Zitat von Ruhrsteiner
Sie sind sich aber darüber im Klaren, welche Folgen der BREXIT auch für die Bundesrepublik nach sich zieht? Auch und vor allem auf der EU-Ebene? Kleine Informationsempfehlung; WIKIPEDIA, Suchbegriff: EU-Austritt Groß Britanniens. Also wenn das eintritt, was z. B. ein Hans Werner Sinn befürchtet - dann hat der Brexit das Potential, die EU selber weiter zu spalten. Und damit meine ich keine BREXIT-Kopiererei wie es gerade wem auch immer politisch opportun erscheinen mag.

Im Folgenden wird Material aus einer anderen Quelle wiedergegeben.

PR #755, opened 2018-08-23
Downgrade cnxdb 2.3.2 to 2.3.0

reedstrm:
This downgrades cnx-db to remove the abstract html trigger. I've since found that it fires at the wrong time, so instead need to track the module_files_add trigger and find out why it's not doing the expected abstract transforms.


reedstrm:
I'm going to close this - not needed for the existing release, will do it later as part of the proper HTML abstract transformation fix.

PR #815, opened 2018-09-25
Added verification file for new Google Search Properties

scb6:
- http://www.cnx.org
- https://www.cnx.org
- http://archive.cnx.org
- https://archive.cnx.org
- http://legacy.cnx.org
- https://legacy.cnx.org

Question for @reedstrm or whoever else is in the know: Does the verification file for archive and legacy go in the same place and cnx.org?


scb6:
I verified by creating a CNAME record for DNS. This PR is not needed.

PR #908, opened 2018-11-19
moved the press probe to /api/ping

reedstrm:
ibid


reedstrm:
withdrawing this  - I think I'll have  both routes live.

PR #916, opened 2018-11-26
migration needs db write access

reedstrm:
as the title says, probably need write access - not all archive hosts have that. :-)


reedstrm:
@scb6 so, who merges?

PR #920, opened 2018-11-28
revert cnx-press to v7.0.1

reedstrm:
~not ready to deploy this yet~ I don't remember typing that. This _is_ ready to merge and deploy to staging, in my opinion.


reedstrm:
I think this is in fact ready to deploy to staging. After merge it will need to be tagged v2.32.1

PR #985, opened 2019-01-23
Lint check all changes using Travis-CI

pumazi:
This adds `ansible-lint` for linting this project. It fails horrendously right now, but it's a conversation starter none the less. 🥂

### DIFF
--- a/.travis.yml
+++ b/.travis.yml
@@ -1,0 +1,10 @@
+dist: trusty
+sudo: required
+language: python
+python:
+  - "2.7"
+before_install:
+  - pip install -r requirements.txt
+  - pip install ansible-lint
+script:
+  - ansible-lint main.yml


scb6:
I am on board with adding a linter to start the conversation about getting `cnx-deploy` updated. We can prioritize these issues as they come. I am a little concerned this will create a lot on noise while issues are being created, but as long as this doesn't break the deployment while things are being fixed, I approve.

pumazi:
Sounds like we'll need to get the initial linting completed before we can push this in then. That's tedious task that we'll have to find time to get done.

m1yag1:
Change this into using a pre-commit hook.

Bkblodget:
as a developer i would like to use pre-comit to lint my newly staged changes for cnx-deploy

PR #1727, opened 2020-07-10
Support SHELL= in [config] with built-in 4DOS 8.00 command shell as alternative shell

Wengier:
I have now added support for SHELL= option in [config] section of dosbox-x.conf to resemble SHELL= in DOS's config.sys file. With this you can now specify a non-default command shell such as the free but powerful 4DOS 8.00 shell for 4DOS features and capabilities. In order to make this work a slightly modified version of the 4DOS 8.00 (consisting of 4DOS.COM, 4DOS.HLP, 4HELP.EXE) is now added to the Z: drive. For example, you can now specify "SHELL=4DOS.COM" to launch this shell at start. There is now a [4dos] section added in the dosbox-x.conf file to act as the 4DOS.INI file if you use this shell. On the other hand, the current command shell will be used as is if SHELL= is not specified, or if you specify "SHELL=COMMAND.COM".

### DIFF
--- a/dosbox-x.reference.conf
+++ b/dosbox-x.reference.conf
@@ -1886,6 +1886,9 @@ cd-rom spinup time      = 0
 cd-rom spindown timeout = 0
 cd-rom insertion delay  = 0
 
+[4dos]
+rem = This section is the 4DOS.INI file, if you use 4DOS as the command shell
+
 [config]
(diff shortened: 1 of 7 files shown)


joncampbell123:
4DOS was awesome back in the day, glad to see it added.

Vielen Dank für Ihre Anmerkung. Sie argumentieren wirtschaftlich. Das tue ich nicht. Sie haben gewiss Recht, dass der Brexit uns wirtschaftlich hart treffen wird. Allein der Handel zwischen NRW und GB istr weit größer als der komplette Handel mit Indien. Nun wird dieser Handel selbst bei einem No Deal Brexit nicht vollständig zum Erliegen kommen. Gleichwohl wird es hier Verwerfungen geben.Dagegen stehen Nationalismus, Neoliberalismus und eine vom Kapital gesteuerte Machterhaltungs- und Verdummungsmedienlandschaft, die den Volksgemeinschaften einen gewaltigen Schaden zufügt. Diese Strukturen führen zur Vernichtung des Sozialstaates und wie man an den jetzigen Akteuren sehen kann, auch zur Vernichtung eines demokratischen Rechtsstaates. Wir sind ja auch schon ein gutes Stück dieses Weges vorangeschritten. Dies Alles stets zur Bereicherung weniger, ohne wirklichen Nutzen für die Allgemeinheit. Sieht man auch an den aktuellen klimapolitischen Maßnahmen. Die EU ist eine Chance. Auch für Frieden. Wenn man sie nicht weiter zum kapitalistischen Politbüro macht. Der Konflikt, der sich meiner Meinung nach immer mehr abzeichnet ist ein Systembedingter. Die Grenzen des klassischen wirtschaftlichen Wachstums in einer deregulierten Marktwirtschaft sind erreicht. Jetzt geht es um Ausbeutung und Verteilung von unten nach oben. Welche massensugestiven Mittel und Ablenkungen hier wirken sieht man am Brexit und der politischen Auseinandersetzung, soweit man das Spektakel in GB überhaupt so nennen kann.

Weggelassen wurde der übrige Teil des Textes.